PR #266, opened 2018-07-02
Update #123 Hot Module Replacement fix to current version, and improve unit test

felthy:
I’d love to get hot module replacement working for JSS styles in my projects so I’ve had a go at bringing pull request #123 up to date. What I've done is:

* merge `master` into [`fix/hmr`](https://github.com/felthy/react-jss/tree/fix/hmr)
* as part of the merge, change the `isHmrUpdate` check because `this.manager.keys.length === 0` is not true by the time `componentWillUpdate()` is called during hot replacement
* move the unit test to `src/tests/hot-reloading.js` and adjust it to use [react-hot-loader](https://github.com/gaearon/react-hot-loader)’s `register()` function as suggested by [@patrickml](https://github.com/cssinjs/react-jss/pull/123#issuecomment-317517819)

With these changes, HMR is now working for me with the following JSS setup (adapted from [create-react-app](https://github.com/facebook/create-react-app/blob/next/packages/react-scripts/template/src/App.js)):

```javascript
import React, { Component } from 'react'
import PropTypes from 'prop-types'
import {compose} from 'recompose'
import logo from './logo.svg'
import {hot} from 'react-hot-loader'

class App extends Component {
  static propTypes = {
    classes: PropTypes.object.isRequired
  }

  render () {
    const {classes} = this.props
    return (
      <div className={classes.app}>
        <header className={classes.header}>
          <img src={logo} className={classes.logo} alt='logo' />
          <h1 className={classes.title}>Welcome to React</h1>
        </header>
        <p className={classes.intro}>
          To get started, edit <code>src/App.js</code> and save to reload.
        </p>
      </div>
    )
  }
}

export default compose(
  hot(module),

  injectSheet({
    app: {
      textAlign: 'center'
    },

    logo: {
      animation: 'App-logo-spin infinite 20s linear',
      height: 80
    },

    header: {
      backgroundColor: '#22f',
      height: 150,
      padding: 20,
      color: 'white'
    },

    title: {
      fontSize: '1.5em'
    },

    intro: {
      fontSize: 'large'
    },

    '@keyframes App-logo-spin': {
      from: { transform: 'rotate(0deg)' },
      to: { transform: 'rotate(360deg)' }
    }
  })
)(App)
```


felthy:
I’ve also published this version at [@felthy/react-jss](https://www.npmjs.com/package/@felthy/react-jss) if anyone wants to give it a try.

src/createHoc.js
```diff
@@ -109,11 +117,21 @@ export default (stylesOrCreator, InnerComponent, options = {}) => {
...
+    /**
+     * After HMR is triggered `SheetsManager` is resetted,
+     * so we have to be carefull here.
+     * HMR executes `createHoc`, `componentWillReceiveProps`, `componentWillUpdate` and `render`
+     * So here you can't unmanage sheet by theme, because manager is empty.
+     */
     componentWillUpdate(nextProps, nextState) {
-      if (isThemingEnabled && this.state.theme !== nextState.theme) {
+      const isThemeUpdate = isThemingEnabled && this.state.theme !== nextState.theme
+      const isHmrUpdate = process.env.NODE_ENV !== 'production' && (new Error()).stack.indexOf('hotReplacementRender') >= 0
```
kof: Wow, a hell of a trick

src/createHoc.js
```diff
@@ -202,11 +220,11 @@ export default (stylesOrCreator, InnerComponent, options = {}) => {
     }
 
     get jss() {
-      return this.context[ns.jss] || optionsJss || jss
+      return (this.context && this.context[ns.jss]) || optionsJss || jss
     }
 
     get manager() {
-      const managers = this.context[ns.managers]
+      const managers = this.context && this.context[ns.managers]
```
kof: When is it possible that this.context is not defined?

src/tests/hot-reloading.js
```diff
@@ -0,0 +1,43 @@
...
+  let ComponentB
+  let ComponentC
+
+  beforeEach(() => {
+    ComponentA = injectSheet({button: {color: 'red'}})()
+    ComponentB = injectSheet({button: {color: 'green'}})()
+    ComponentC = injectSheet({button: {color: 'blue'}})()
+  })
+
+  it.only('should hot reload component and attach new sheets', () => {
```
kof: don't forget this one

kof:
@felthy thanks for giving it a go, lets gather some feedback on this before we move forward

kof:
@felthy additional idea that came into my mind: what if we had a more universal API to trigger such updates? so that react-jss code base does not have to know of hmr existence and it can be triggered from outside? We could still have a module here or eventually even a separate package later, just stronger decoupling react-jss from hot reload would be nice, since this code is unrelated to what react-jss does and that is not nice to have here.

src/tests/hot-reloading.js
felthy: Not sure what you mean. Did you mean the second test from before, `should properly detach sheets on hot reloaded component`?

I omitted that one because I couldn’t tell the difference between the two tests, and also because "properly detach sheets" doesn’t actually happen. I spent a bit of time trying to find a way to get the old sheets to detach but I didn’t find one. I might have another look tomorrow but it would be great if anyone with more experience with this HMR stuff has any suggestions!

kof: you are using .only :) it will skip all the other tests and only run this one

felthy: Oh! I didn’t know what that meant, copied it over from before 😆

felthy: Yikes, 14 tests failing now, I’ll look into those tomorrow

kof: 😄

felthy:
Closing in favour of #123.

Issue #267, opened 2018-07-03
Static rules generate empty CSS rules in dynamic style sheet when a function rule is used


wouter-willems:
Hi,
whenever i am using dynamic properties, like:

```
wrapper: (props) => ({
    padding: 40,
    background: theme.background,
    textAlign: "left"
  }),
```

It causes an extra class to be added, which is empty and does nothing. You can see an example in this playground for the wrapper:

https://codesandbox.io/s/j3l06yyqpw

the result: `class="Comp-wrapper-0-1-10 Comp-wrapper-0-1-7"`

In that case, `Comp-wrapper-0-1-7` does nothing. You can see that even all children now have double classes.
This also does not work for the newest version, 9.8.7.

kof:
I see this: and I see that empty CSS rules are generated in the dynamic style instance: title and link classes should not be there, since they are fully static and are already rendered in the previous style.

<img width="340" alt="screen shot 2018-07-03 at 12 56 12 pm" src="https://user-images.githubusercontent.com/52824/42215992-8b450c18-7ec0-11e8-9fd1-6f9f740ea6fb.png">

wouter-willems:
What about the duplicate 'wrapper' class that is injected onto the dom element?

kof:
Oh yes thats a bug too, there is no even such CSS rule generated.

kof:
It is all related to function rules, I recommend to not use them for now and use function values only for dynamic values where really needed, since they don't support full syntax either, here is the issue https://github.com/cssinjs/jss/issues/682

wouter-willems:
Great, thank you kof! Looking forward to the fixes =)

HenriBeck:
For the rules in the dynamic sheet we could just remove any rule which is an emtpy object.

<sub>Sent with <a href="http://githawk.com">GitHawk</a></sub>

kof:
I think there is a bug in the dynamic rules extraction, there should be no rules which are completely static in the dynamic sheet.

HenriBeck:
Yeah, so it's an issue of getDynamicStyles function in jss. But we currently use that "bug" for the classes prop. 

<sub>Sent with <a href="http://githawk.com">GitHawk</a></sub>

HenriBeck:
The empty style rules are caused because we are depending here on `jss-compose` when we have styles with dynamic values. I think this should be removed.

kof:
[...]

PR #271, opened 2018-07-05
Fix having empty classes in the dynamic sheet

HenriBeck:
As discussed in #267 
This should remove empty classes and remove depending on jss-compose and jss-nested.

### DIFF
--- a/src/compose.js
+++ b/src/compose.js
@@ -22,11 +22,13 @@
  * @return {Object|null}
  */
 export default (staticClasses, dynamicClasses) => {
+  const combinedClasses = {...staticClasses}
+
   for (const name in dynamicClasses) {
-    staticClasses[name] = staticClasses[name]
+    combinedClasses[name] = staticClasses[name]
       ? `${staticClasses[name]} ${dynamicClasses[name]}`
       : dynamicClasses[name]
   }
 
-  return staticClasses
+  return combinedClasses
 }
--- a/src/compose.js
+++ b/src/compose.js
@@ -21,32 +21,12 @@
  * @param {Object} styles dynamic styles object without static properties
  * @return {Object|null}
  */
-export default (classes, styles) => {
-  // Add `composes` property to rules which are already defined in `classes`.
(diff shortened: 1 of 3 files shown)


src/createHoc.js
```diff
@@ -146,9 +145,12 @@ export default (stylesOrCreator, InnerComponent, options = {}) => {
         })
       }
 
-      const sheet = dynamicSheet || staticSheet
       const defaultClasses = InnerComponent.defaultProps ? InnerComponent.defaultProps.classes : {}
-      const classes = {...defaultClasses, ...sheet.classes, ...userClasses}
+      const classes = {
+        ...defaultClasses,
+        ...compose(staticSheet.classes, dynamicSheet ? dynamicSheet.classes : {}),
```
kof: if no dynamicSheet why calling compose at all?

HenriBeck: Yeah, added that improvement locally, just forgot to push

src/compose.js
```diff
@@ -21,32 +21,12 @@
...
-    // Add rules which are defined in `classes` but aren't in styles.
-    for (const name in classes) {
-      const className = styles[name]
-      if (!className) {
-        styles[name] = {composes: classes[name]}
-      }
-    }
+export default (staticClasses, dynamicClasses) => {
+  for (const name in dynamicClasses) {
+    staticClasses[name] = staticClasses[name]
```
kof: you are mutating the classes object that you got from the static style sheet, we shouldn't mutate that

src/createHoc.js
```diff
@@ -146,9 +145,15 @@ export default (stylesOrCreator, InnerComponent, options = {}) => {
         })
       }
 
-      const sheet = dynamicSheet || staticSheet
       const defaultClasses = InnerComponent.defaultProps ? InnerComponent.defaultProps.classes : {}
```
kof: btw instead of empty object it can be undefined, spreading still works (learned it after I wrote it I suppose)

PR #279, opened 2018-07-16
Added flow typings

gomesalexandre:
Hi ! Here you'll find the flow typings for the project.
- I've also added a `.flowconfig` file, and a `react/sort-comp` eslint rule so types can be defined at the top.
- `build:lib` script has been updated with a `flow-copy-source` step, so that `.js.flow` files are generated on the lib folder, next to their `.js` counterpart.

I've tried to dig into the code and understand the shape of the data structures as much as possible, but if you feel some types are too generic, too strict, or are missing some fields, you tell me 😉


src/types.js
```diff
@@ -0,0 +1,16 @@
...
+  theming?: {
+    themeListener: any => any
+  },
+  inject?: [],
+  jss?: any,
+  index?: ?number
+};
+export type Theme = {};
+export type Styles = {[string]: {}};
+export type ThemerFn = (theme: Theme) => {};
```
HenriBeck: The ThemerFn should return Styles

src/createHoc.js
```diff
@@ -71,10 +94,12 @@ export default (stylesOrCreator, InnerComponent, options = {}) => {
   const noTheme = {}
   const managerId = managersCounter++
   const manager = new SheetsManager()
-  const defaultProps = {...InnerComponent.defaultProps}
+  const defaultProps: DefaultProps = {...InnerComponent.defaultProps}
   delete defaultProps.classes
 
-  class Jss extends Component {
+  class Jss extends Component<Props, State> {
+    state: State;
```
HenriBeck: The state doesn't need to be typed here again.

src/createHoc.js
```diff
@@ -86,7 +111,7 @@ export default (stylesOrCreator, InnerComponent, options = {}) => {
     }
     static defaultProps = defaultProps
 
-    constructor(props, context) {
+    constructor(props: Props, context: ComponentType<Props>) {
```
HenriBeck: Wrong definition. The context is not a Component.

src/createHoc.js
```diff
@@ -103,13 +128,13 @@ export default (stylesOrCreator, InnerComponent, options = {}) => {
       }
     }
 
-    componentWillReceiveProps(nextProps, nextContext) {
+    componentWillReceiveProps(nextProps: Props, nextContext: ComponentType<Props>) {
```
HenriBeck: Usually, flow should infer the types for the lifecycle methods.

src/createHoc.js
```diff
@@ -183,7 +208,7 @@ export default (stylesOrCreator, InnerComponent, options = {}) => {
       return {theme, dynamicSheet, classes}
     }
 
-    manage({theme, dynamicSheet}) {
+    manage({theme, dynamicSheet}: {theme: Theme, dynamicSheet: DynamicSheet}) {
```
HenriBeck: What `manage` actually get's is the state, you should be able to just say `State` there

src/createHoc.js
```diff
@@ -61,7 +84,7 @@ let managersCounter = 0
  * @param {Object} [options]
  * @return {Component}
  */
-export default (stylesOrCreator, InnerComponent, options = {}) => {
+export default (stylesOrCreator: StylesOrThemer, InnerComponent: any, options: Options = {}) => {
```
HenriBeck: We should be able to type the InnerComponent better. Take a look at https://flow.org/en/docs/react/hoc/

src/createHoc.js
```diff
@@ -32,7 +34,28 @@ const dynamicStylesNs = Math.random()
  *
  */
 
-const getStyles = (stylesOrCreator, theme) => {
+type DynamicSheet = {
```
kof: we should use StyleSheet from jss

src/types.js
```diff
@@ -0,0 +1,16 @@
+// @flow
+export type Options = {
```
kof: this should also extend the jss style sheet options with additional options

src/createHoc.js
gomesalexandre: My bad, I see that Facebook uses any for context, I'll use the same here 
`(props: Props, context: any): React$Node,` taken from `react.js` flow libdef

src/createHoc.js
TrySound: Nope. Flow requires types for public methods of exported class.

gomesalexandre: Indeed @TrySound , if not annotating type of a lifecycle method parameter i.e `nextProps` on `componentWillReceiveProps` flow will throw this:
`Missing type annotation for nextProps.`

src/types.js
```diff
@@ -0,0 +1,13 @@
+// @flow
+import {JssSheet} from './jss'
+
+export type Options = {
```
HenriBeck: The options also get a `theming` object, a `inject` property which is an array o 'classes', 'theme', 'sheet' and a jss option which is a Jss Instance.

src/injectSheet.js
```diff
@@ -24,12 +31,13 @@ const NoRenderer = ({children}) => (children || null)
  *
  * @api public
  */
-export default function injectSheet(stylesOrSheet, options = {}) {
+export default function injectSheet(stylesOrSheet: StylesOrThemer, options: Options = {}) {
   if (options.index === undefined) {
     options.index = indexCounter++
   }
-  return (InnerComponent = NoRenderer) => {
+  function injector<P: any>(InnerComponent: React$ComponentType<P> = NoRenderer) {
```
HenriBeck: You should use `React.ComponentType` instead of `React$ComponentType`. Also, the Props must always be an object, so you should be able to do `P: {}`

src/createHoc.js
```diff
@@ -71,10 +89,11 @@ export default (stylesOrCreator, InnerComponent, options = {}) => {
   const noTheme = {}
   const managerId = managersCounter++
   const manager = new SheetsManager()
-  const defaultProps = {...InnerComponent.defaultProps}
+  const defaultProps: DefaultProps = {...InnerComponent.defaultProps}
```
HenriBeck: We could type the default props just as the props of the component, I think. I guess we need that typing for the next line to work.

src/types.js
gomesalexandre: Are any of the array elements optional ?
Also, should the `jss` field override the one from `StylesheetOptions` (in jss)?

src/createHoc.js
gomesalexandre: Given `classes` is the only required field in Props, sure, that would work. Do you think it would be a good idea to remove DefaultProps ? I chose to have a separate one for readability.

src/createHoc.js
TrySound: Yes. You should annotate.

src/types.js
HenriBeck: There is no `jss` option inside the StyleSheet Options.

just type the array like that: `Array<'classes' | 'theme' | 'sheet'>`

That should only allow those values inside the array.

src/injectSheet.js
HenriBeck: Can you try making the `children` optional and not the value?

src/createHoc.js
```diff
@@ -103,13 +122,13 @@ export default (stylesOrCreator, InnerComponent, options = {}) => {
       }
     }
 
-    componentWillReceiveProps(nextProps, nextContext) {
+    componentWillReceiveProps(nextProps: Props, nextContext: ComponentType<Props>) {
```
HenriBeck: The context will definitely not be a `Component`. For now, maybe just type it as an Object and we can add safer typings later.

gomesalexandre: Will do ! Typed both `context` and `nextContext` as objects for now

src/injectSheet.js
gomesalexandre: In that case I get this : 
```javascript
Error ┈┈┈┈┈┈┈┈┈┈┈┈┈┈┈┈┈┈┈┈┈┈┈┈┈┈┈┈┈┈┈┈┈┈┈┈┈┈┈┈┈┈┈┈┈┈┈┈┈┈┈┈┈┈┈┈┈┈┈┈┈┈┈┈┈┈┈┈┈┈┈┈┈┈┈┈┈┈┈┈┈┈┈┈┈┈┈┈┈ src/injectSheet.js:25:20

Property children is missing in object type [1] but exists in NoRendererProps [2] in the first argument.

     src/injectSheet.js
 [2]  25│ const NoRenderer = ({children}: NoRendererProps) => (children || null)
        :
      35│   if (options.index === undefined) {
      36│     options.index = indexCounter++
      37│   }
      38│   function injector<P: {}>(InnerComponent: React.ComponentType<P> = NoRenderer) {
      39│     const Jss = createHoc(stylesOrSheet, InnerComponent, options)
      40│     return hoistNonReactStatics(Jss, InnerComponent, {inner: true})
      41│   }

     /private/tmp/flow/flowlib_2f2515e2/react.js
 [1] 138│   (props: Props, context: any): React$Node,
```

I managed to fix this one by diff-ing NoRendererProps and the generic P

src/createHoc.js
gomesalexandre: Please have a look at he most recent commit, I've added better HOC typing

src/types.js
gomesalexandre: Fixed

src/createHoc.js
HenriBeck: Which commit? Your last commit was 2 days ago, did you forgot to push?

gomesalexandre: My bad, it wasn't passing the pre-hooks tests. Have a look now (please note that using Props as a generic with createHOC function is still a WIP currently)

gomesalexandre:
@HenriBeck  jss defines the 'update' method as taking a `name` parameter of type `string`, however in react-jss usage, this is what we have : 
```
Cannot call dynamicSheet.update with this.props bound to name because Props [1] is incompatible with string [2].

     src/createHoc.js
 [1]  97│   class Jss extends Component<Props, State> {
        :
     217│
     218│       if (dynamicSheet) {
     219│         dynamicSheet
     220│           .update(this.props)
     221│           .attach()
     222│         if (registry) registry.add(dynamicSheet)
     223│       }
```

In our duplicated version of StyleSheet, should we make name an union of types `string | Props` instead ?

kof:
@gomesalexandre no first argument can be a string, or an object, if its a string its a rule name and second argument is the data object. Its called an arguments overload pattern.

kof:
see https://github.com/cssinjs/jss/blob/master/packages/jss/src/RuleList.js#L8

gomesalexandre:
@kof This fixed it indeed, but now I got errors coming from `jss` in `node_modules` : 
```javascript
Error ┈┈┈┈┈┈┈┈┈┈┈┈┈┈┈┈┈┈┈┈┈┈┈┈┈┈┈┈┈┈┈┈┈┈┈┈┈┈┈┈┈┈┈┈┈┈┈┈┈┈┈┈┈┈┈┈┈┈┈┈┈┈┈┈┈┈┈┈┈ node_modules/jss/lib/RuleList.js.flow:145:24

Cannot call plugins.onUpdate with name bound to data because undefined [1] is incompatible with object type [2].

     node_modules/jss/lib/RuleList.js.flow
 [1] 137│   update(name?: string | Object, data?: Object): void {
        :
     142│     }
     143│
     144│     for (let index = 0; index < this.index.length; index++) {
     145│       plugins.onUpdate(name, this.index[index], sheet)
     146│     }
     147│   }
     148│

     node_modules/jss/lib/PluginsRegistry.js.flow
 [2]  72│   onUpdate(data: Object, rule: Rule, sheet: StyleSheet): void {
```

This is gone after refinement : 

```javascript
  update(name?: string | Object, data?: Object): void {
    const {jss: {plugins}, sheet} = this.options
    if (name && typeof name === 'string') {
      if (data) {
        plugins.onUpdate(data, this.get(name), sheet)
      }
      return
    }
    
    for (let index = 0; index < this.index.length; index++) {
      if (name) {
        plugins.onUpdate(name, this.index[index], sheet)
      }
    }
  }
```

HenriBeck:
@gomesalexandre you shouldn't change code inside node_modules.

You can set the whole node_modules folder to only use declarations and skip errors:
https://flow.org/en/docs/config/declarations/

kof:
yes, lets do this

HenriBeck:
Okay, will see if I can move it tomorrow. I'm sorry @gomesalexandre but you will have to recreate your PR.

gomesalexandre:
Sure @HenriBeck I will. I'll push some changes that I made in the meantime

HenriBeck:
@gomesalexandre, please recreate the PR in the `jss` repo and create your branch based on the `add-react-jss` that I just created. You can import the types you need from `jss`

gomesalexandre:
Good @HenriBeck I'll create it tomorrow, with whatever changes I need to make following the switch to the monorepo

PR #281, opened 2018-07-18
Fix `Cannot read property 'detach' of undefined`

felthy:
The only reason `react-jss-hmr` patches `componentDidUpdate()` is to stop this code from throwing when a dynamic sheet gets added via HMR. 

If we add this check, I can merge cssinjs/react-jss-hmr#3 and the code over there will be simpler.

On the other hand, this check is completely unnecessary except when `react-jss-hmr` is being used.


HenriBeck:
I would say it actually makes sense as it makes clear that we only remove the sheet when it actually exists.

#### WORK TO BE COMPLETED
Please print the lines from the start of the records up to and including the line with "during hot replacement", copying each one exactly and leaving out the rest.

#### EXERCISE RESULT
PR #266, opened 2018-07-02
Update #123 Hot Module Replacement fix to current version, and improve unit test

felthy:
I’d love to get hot module replacement working for JSS styles in my projects so I’ve had a go at bringing pull request #123 up to date. What I've done is:

* merge `master` into [`fix/hmr`](https://github.com/felthy/react-jss/tree/fix/hmr)
* as part of the merge, change the `isHmrUpdate` check because `this.manager.keys.length === 0` is not true by the time `componentWillUpdate()` is called during hot replacement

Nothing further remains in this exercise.